## Activity
Search the listing for the word "sense" and say how many lines have it, nothing besides.

## Data extract

╭──

PR #368, opened 2025-08-07
feat: nicer debug representation for Point

abailly:
We use the same representation for Debug and Display as there's no sense in displaying an array of bytes in Debug mode.

## Summary by CodeRabbit

* **New Features**
  * Introduced constants for header hash size and a default origin hash value.

* **Bug Fixes**
  * Improved debug output formatting for points to enhance readability.

* **Tests**
  * Expanded and restructured tests with property-based and parameterized tests for points.

### DIFF
--- a/crates/amaru-kernel/src/lib.rs
+++ b/crates/amaru-kernel/src/lib.rs
@@ -132,8 +132,9 @@ pub mod serde_utils;
 #[cfg(any(test, feature = "test-utils"))]
 pub mod tests {
     pub use crate::{
-        anchor::tests::*, ballot::tests::*, certificate_pointer::tests::*, pool_params::tests::*,
-        proposal_id::tests::*, proposal_pointer::tests::*, transaction_pointer::tests::*,
+        anchor::tests::*, ballot::tests::*, certificate_pointer::tests::*, point::tests::*,
+        pool_params::tests::*, proposal_id::tests::*, proposal_pointer::tests::*,
+        transaction_pointer::tests::*,
     };
 }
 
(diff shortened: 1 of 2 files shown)


crates/amaru-kernel/src/lib.rs
```diff
@@ -243,7 +243,16 @@ impl Display for Point {
...
 
-impl From<&Point> for Hash<32> {
+impl fmt::Debug for Point {
+    fn fmt(&self, f: &mut Formatter<'_>) -> fmt::Result {
+        Display::fmt(self, f)
+    }
+}
+
+pub const HEADER_HASH_SIZE: usize = 32;
+pub const ORIGIN_HASH: Hash<HEADER_HASH_SIZE> = Hash::new([0; HEADER_HASH_SIZE]);
```
KtorZ: Meh.

abailly: Could you elaborate on? My mind reading skills are somewhat lacking 😅. This should actually be used in `Display` implementation though

abailly: Anyhow, it was unused so I removed it

KtorZ: I don't think it makes much sense to debug-display the origin point as a all-zeroes hash... I also don't think Debug should equals Display generally speaking 😅 ... 

So, since I moved a few things from the gigantic amaru-kernel/lib.rs yesterday into their own modules, including points; I felt obliged to rebase your PR. And doing so, I've adjusted the Debug implementation to, I hope, find a good middleground.

abailly:
I honestly fail to understand why `Debug` should not be identical to `Display` esp. for such a well-known and simple structure as a `Point`. I agree representing `Origin` with all zeros is debatable though 🤷

abailly:
That said, I think you are definitely right in emphasising that `Debug` representations should be parseable valid Rust code, we'll need to revisit some implementation in the light of this good heuristic  cc @etorreborre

╰──

## Worked solution
2